## [What you will do]
Every record below must be set down again exactly as given.

## [Stored data entries]
*** Block opens ***

PR #3542, opened 2020-09-12
[mqtt] Refactor command handler

dmolokanov:
The code related to a command handler used to be in 2 separate modules. There are some changes to consolidate code for command in the one parent module. Each command handler is in its own module and `Command` trait is changed a bit to support custom Error type per command.
Removed unnecessary allocations (usually with strings).
`CommandHandler` is initialized in the bootstrap code.


vadim-kovalyov (approved):
:rocket:

mqtt/mqtt-edgehub/src/command/mod.rs
```diff
@@ -0,0 +1,46 @@
...
+
+pub trait Command {
+    type Error;
+
+    fn topic(&self) -> &str;
+
+    fn handle(&mut self, publication: &ReceivedPublication) -> Result<(), Self::Error>;
+}
+
+pub struct DynCommand<C> {
```
vadim-kovalyov, line 21:
```
/// Wrapper to take any command and wrap error type as a trait object.
///
/// We need this to collect all commands in a `HashMap<dyn Command<Error = Box<dyn StdError + Send>>`.
/// Otherwise there is no good way to bring different commands to the same trait object type with associated trait object error type.
```

mqtt/mqtt-edgehub/src/command/handler.rs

*** Block closes ***

## [Your solution]
PR #3542, opened 2020-09-12
[mqtt] Refactor command handler

dmolokanov:
The code related to a command handler used to be in 2 separate modules. There are some changes to consolidate code for command in the one parent module. Each command handler is in its own module and `Command` trait is changed a bit to support custom Error type per command.
Removed unnecessary allocations (usually with strings).
`CommandHandler` is initialized in the bootstrap code.


vadim-kovalyov (approved):
:rocket:

mqtt/mqtt-edgehub/src/command/mod.rs
```diff
@@ -0,0 +1,46 @@
...
+
+pub trait Command {
+    type Error;
+
+    fn topic(&self) -> &str;
+
+    fn handle(&mut self, publication: &ReceivedPublication) -> Result<(), Self::Error>;
+}
+
+pub struct DynCommand<C> {
```
vadim-kovalyov, line 21:
```
/// Wrapper to take any command and wrap error type as a trait object.
///
/// We need this to collect all commands in a `HashMap<dyn Command<Error = Box<dyn StdError + Send>>`.
/// Otherwise there is no good way to bring different commands to the same trait object type with associated trait object error type.
```

mqtt/mqtt-edgehub/src/command/handler.rs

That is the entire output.